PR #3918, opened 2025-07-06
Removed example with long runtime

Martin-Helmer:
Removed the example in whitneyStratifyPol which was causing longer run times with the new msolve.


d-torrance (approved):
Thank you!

...

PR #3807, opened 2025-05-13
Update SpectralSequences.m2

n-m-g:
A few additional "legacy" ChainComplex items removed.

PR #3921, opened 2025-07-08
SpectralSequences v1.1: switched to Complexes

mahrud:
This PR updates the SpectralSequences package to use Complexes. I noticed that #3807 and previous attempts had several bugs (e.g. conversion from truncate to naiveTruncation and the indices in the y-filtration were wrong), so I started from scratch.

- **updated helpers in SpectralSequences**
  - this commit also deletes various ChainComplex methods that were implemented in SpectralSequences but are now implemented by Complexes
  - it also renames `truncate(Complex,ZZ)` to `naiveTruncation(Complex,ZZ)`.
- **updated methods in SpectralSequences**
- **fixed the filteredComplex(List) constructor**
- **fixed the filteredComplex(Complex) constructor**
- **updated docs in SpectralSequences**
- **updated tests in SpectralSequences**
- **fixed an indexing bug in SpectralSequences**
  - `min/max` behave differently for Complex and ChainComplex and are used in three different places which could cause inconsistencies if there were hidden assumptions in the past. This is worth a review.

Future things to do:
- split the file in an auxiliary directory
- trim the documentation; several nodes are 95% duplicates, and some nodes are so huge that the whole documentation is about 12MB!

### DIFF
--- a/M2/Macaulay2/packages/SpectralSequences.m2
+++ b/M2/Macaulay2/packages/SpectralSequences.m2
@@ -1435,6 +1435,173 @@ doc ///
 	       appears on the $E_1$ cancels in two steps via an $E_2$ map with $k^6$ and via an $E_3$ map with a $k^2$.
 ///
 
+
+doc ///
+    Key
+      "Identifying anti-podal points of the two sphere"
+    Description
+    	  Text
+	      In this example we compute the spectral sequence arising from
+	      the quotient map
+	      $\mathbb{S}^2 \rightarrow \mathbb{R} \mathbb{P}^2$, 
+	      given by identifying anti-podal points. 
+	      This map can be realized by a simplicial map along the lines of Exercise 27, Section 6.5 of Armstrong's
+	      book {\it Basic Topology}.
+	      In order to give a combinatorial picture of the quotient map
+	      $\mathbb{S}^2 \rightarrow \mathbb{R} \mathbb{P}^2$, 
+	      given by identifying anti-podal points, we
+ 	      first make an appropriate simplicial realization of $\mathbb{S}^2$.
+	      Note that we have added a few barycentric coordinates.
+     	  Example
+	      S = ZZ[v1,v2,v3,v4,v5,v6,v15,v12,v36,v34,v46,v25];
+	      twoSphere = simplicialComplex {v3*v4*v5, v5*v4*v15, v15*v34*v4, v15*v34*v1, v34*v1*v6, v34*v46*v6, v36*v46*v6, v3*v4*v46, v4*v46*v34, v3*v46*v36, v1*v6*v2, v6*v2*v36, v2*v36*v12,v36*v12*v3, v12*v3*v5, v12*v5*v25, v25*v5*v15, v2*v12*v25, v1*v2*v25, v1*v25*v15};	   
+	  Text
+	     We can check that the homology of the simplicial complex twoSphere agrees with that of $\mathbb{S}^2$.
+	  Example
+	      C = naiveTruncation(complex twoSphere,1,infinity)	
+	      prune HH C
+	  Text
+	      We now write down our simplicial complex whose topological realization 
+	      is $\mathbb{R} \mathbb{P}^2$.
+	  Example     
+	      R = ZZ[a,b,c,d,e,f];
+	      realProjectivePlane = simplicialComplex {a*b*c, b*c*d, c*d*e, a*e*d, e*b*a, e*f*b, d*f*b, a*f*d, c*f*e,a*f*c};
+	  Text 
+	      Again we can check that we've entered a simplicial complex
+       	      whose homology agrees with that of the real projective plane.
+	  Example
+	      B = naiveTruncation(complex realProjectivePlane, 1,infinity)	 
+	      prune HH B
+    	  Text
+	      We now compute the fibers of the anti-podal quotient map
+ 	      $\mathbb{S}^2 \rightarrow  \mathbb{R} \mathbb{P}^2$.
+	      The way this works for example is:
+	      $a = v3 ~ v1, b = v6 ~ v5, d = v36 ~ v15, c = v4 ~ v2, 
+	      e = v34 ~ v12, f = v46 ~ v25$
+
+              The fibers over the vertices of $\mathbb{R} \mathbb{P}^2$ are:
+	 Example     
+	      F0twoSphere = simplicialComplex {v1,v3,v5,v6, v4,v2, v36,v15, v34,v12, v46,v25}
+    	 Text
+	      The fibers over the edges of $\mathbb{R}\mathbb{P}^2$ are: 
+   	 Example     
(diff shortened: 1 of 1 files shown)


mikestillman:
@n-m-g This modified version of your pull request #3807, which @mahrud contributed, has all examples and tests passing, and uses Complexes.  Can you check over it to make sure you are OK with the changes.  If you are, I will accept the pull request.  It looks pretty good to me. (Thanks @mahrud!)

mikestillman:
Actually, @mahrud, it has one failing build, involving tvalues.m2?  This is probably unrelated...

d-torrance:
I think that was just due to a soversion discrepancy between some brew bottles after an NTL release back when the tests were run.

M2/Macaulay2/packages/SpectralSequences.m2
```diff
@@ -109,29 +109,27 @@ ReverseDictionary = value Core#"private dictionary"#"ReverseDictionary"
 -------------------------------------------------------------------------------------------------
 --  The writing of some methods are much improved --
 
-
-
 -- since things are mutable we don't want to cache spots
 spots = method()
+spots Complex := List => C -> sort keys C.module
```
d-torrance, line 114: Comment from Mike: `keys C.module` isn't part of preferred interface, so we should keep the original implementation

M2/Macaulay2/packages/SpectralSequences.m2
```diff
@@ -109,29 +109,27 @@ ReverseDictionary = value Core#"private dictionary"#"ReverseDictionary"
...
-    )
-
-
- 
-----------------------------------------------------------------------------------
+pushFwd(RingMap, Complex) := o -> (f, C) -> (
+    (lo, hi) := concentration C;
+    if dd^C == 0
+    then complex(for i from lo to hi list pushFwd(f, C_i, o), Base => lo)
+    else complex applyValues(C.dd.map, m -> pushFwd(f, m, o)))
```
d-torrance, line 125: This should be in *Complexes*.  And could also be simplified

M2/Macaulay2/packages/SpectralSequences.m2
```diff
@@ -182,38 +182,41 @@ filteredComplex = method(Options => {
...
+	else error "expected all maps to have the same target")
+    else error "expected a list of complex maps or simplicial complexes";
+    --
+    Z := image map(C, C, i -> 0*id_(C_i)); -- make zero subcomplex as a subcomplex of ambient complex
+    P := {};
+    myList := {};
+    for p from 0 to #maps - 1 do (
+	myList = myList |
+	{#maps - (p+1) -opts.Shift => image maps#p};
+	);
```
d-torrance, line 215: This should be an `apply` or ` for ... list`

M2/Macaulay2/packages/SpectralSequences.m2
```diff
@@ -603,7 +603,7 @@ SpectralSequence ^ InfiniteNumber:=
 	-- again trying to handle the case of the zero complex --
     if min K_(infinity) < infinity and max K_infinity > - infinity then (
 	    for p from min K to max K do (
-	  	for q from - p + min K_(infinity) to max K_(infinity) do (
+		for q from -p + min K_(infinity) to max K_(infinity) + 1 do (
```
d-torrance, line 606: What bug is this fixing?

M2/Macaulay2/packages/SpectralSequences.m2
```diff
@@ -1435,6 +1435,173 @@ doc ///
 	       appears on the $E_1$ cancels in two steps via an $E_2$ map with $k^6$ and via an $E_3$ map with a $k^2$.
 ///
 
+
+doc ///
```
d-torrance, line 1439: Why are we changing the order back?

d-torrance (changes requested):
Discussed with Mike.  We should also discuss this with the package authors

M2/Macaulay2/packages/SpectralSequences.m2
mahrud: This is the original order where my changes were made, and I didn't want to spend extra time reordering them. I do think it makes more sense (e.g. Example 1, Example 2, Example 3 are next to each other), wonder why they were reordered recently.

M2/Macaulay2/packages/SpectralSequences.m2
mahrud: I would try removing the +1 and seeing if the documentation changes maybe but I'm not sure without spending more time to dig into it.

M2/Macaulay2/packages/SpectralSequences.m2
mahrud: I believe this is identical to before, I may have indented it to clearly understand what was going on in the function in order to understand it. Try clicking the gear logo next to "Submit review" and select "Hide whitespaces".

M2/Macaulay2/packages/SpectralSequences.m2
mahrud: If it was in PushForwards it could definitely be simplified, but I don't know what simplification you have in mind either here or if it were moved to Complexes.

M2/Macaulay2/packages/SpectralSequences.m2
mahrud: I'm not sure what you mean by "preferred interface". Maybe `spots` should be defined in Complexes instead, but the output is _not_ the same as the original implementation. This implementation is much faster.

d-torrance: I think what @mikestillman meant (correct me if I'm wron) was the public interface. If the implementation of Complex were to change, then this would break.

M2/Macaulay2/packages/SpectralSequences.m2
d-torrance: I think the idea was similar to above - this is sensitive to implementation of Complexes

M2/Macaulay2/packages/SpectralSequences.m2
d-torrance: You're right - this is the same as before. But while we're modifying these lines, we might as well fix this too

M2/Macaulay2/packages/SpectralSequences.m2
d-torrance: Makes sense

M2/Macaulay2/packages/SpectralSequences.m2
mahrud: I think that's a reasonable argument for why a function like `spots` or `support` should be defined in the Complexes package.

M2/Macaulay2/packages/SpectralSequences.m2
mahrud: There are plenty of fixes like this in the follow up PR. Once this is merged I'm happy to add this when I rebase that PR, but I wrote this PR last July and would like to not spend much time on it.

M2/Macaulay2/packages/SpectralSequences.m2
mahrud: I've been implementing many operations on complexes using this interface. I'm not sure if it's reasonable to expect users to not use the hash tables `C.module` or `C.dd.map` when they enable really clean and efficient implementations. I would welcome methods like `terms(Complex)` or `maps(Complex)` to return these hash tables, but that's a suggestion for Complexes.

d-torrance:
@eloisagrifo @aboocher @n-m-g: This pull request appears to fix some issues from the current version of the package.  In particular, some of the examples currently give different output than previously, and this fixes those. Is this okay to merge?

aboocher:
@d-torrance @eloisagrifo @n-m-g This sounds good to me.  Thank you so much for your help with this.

:: Task ::
Across the records above, show each line containing the word "reasonable".

:: Exercise solution ::
mahrud: I think that's a reasonable argument for why a function like `spots` or `support` should be defined in the Complexes package.
mahrud: I've been implementing many operations on complexes using this interface. I'm not sure if it's reasonable to expect users to not use the hash tables `C.module` or `C.dd.map` when they enable really clean and efficient implementations. I would welcome methods like `terms(Complex)` or `maps(Complex)` to return these hash tables, but that's a suggestion for Complexes.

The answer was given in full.